[Task prompt]: Please find all lines in the data that hold the string "mind" and copy them.

[[ Data for processing, beginning ]]

PR #367, opened 2021-01-26
Fix rebasing in tests workflow

martinpitt:
For an actual rebase to work, git insists on having an user name.

-----

Fixes [this failure](https://github.com/cockpit-project/cockpituous/runs/1769486155?check_suite_focus=true) when branches are actually out of sync with master. I deliberately made this to be an outdated branch, so that we can let this self-test.

### DIFF
--- a/.github/workflows/tests.yml
+++ b/.github/workflows/tests.yml
@@ -25,7 +25,10 @@ jobs:
           fetch-depth: 0
 
       - name: Rebase to current master
-        run: git rebase origin/master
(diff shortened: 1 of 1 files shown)


martinpitt:
[worked](https://github.com/cockpit-project/cockpituous/pull/367/checks?check_run_id=1769534609#step:3:6)

marusak (approved):
Interesting, thanks for taking a look at it!

PR #368, opened 2021-01-27
tasks: Deploy image/sink in run-local.sh

martinpitt:
- Create ssh config/key tasks secrets
 - Expose port 8080 (as "image server") on the pod
 - Start "cockpituous-images" container in the pod, configured like
   sink/sink-centosci.yaml
 - Tell tasks container to use it via `$TEST_PUBLISH`
 - Do some coarse assertions about the sink's generated test logs

 - Revert using the production sink secrets in the tests workflow.
   This will mean the GitHub status URL is http://localhost:8080/...
   which is a bit odd; but that address actually works if you run
   run-local.sh manually locally, and for the workflow run it's not
   really important to have the unit-tests log on the official sink.
   It's much more important to exercise a changed sink interaction.

 - [x] Depends on #370
 - [x] Depends on #371
 - [x] fix ssh failure when running containers in workflow: PR #372 
 - [x] validate that image HTTP server works
 - [x] Update README documentation

### DIFF
--- a/.github/workflows/tests.yml
+++ b/.github/workflows/tests.yml
@@ -17,6 +17,7 @@ jobs:
 
   tasks:
     runs-on: ubuntu-20.04
+    timeout-minutes: 30
     steps:
       - name: Clone repository
         uses: actions/checkout@v2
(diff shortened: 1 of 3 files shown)


Gundersanne (approved):
neat!

PR #369, opened 2021-01-27
Clean up certificate SANs

martinpitt:
Remove the triplication of subjectAltName: Make
tasks/credentials/openssl.cnf's server_ca_extensions the single source
of truth, drop the unnecessary SAN from the AMQP client certificate, and
use it in the image certificate script as well.

This also avoids using /etc/pki/tls/openssl.cnf, which does not exist in
Debian/Ubuntu (i.e. on GitHub workflows), and we don't want to rely on
the system config anyway.

### DIFF
--- a/images/generate-image-certs.sh
+++ b/images/generate-image-certs.sh
@@ -1,7 +1,15 @@
 #!/bin/bash -ex
 # Generate image server certificate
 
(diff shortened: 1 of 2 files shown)


martinpitt:
Uh, our new workflow does not work for PRs from forks. Will repost from origin branch.

PR #370, opened 2021-01-27
Clean up certificate SANs

martinpitt:
Remove the triplication of subjectAltName: Make
tasks/credentials/openssl.cnf's server_ca_extensions the single source
of truth, drop the unnecessary SAN from the AMQP client certificate, and
use it in the image certificate script as well.

This also avoids using /etc/pki/tls/openssl.cnf, which does not exist in
Debian/Ubuntu (i.e. on GitHub workflows), and we don't want to rely on
the system config anyway.

### DIFF
--- a/images/generate-image-certs.sh
+++ b/images/generate-image-certs.sh
@@ -1,7 +1,16 @@
-#!/bin/bash -ex
+#!/bin/sh
 # Generate image server certificate
+set -eux
 
-SAN="DNS:*.apps.ci.centos.org,DNS:*.apps.ocp.ci.centos.org,DNS:*.e2e.bos.redhat.com,DNS:*.cockpit-project.org,DNS:cockpit-tests"
-openssl req -new -newkey rsa:2048 -nodes -keyout server.key -out server.csr -subj '/O=Cockpit/OU=Cockpituous/CN=cockpit-tests' -extensions SAN -reqexts SAN -config <(cat /etc/pki/tls/openssl.cnf; printf "\n[SAN]\nsubjectAltName=$SAN")
-openssl x509 -req -days 365000 -in server.csr -CA ../ca.pem -CAkey ../ca.key -set_serial $(date +%s) -extensions SAN -extfile <(printf "\n[SAN]\nsubjectAltName=$SAN") -out server.pem
+ROOTDIR="$(realpath -m "$0"/../../)"
+OPENSSL_CNF="$ROOTDIR/tasks/credentials/openssl.cnf"
+
+openssl req -new -newkey rsa:2048 -nodes -keyout server.key -out server.csr \
+    -subj '/O=Cockpit/OU=Cockpituous/CN=cockpit-tests' \
+    -extensions server_ca_extensions -reqexts server_ca_extensions \
+    -config "$OPENSSL_CNF"
+openssl x509 -req -days 365000 -in server.csr -out server.pem \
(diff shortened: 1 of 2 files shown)


images/generate-image-certs.sh
```diff
@@ -1,7 +1,15 @@
 #!/bin/bash -ex
 # Generate image server certificate
 
-SAN="DNS:*.apps.ci.centos.org,DNS:*.apps.ocp.ci.centos.org,DNS:*.e2e.bos.redhat.com,DNS:*.cockpit-project.org,DNS:cockpit-tests"
-openssl req -new -newkey rsa:2048 -nodes -keyout server.key -out server.csr -subj '/O=Cockpit/OU=Cockpituous/CN=cockpit-tests' -extensions SAN -reqexts SAN -config <(cat /etc/pki/tls/openssl.cnf; printf "\n[SAN]\nsubjectAltName=$SAN")
-openssl x509 -req -days 365000 -in server.csr -CA ../ca.pem -CAkey ../ca.key -set_serial $(date +%s) -extensions SAN -extfile <(printf "\n[SAN]\nsubjectAltName=$SAN") -out server.pem
+ROOTDIR=$(dirname $(dirname $(realpath $0)))
```
allisonkarlitskaya, line 4: I usually write something like

```
top_srcdir="$(realpath -m "$0"/../../..)"
```

in any case, please mind the quoting (here, and on all uses of `$ROOTDIR` and `$OPENSSL_CNF` under).

allisonkarlitskaya (changes requested):
In general, very much in favour of the "DRY" improvements.

images/generate-image-certs.sh
martinpitt: Good point, thanks! Done.

images/generate-image-certs.sh
```diff
@@ -1,7 +1,16 @@
-#!/bin/bash -ex
+#!/bin/sh
 # Generate image server certificate
+set -eux
 
-SAN="DNS:*.apps.ci.centos.org,DNS:*.apps.ocp.ci.centos.org,DNS:*.e2e.bos.redhat.com,DNS:*.cockpit-project.org,DNS:cockpit-tests"
-openssl req -new -newkey rsa:2048 -nodes -keyout server.key -out server.csr -subj '/O=Cockpit/OU=Cockpituous/CN=cockpit-tests' -extensions SAN -reqexts SAN -config <(cat /etc/pki/tls/openssl.cnf; printf "\n[SAN]\nsubjectAltName=$SAN")
-openssl x509 -req -days 365000 -in server.csr -CA ../ca.pem -CAkey ../ca.key -set_serial $(date +%s) -extensions SAN -extfile <(printf "\n[SAN]\nsubjectAltName=$SAN") -out server.pem
+ROOTDIR=$(realpath -m "$0"/../../)
```
allisonkarlitskaya, line 5: quotes here too plz

```suggestion
ROOTDIR="$(realpath -m "$0"/../../)"
```

allisonkarlitskaya (changes requested):

images/generate-image-certs.sh
allisonkarlitskaya: After some reading, it seems that this isn't strictly required, but for consistency and clarity of purpose, I'd include them anyway.

martinpitt: OK, done.

allisonkarlitskaya (approved):
thx <3

PR #620, opened 2024-06-11
tasks: container: add python3-pcp as dependency for tests

jelly:
Required for: https://github.com/cockpit-project/cockpit/pull/20049

### DIFF
--- a/tasks/container/Containerfile
+++ b/tasks/container/Containerfile
@@ -43,6 +43,7 @@ RUN dnf -y update && \
         python3-build \
         python3-flake8 \
         python3-mypy \
+        python3-pcp \
         python3-pika \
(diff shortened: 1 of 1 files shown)


tasks/container/Containerfile
```diff
@@ -43,6 +43,7 @@ RUN dnf -y update && \
         python3-build \
         python3-flake8 \
         python3-mypy \
+	python3-pcp \ # Temporary PCP dependency until we port pcp to the Python bridge and add it in the spec file
```
allisonkarlitskaya, line 46: I don't think that this is legit...

jelly:
https://github.com/cockpit-project/cockpituous/pull/621

PR #621, opened 2024-06-11
tasks: container: temporarily add python3-pcp as dependency for tests

jelly:
Required for: https://github.com/cockpit-project/cockpit/pull/20049


martinpitt (approved):
Not sure about the "temporarily", but it's not important.

PR #623, opened 2024-10-04
tasks: Install lorax

KKoukiou:
This is required by anaconda tests as they are using `mkksiso` to adjust the test ISO file. [1]

[1]: https://github.com/rhinstaller/anaconda-webui/pull/462


mvollmer:
The linting issues in the unit tests are unrelated, but worth investigating.

jelly (approved):
Linting failure is due to a newer ruff in the GitHub workflow but our tasks container uses an older ruff so this is sadly impossible to fix for now.

PR #626, opened 2024-10-22
tasks: Fix image cache in local podman container, fix ruff 0.7 errors

martinpitt:
These days we have to explicitly set `$COCKPIT_IMAGES_DATA_DIR`.

Drop the explicit "bash" command, it's not necessary any more.

### DIFF
--- a/pyproject.toml
+++ b/pyproject.toml
@@ -62,3 +62,7 @@ select = [
     "W",       # warnings (mostly whitespace)
     "YTT",     # flake8-2020
 ]
+
+ignore = [
+    "PT001", "PT023", # different versions can't make up their mind how to write decorators
+]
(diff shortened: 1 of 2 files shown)


martinpitt:
Wohoo, we haven't run cockpituous CI tasks in a while -- [new ruff fun](https://github.com/cockpit-project/cockpituous/actions/runs/11453587734/job/31866312529?pr=626). Fixed (ruff could do it automatically)

martinpitt:
[Meh](https://github.com/cockpit-project/cockpituous/actions/runs/11453642210/job/31866463521?pr=626) -- this now says exactly the opposite. I cannot reproduce this, the tasks container's ruff-0.6.7-1.fc40.x86_64 says "all passed". Let's disable that rule.

jelly (approved):

PR #627, opened 2024-11-25
ansible: Temporarily disable RH internal NPM mirror

martinpitt:
It's been down since yesterday, see https://issues.redhat.com/browse/SPRE-880

---

See https://github.com/cockpit-project/cockpit-ostree/pull/738 and https://github.com/cockpit-project/bots/pull/7136 

We don't necessarily have to land this, I am just filing this for transparency. I rolled this out.


martinpitt:
Let's use this for the pilot board to re-enable the internal mirror once it's fixed.

martinpitt:
Wow, that was a fast fix. I re-deployed main, and this is obsolete.

PR #629, opened 2024-12-06
workflows: Auto-refresh tasks container every week

martinpitt:
We tend to forget about refreshing the tasks container, and thus fall
behind on browser and toolchain updates.

Run these every Saturday, so that they are ready for the Sunday night
runs of our projects' tasks-container-update workflows.

### DIFF
--- a/.github/workflows/build-tasks.yml
+++ b/.github/workflows/build-tasks.yml
@@ -26,18 +26,17 @@ jobs:
 
     steps:
       # NB: no podman on buildjet arm runners
-      -
-        name: Log in to container registry
+      - name: Log in to container registry
         uses: docker/login-action@v3
         with:
           registry: ghcr.io
           username: ${{ github.actor }}
           password: ${{ secrets.GITHUB_TOKEN }}
-      -
-        name: Checkout
+
+      - name: Checkout
         uses: actions/checkout@v4
-      -
-        name: Build and push
+
+      - name: Build and push
         uses: docker/build-push-action@v5
         with:
           push: true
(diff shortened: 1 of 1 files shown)


martinpitt:
If this lands today, it can run tomorrow morning, and I'll watch/fix up the results on Monday.

martinpitt:
> This is all gated in the end right?

Yes, all our projects have a .cockpit-ci/container which pins down a particular tag. And a "tasks-container-update" workflow which tries to update to the new one, and will tell us about changed browser pixel tests or other incompatibilities. I.e. gated on the project level.

> Just wondering how we detect deploy failures?

Yes, at least I get email about it. Also, even if nobody listens, we are no worse off than right now -- every now and then the pilot updates it manually, and then on https://github.com/cockpit-project/cockpituous/actions/workflows/build-tasks.yml we see the failures.

jelly:
> > This is all gated in the end right?
> 
> Yes, all our projects have a .cockpit-ci/container which pins down a particular tag. And a "tasks-container-update" workflow which tries to update to the new one, and will tell us about changed browser pixel tests or other incompatibilities. I.e. gated on the project level.
> 
> > Just wondering how we detect deploy failures?
> 
> Yes, at least I get email about it. Also, even if nobody listens, we are no worse off than right now -- every now and then the pilot updates it manually, and then on https://github.com/cockpit-project/cockpituous/actions/workflows/build-tasks.yml we see the failures.

Sounds good, I just don't want the burden of keeping track of this to fall all on you. So I'll try to keep an eye and put it on the pilot board when relevant.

[[ Data for processing, end ]]

[Response to the task]:
in any case, please mind the quoting (here, and on all uses of `$ROOTDIR` and `$OPENSSL_CNF` under).
+    "PT001", "PT023", # different versions can't make up their mind how to write decorators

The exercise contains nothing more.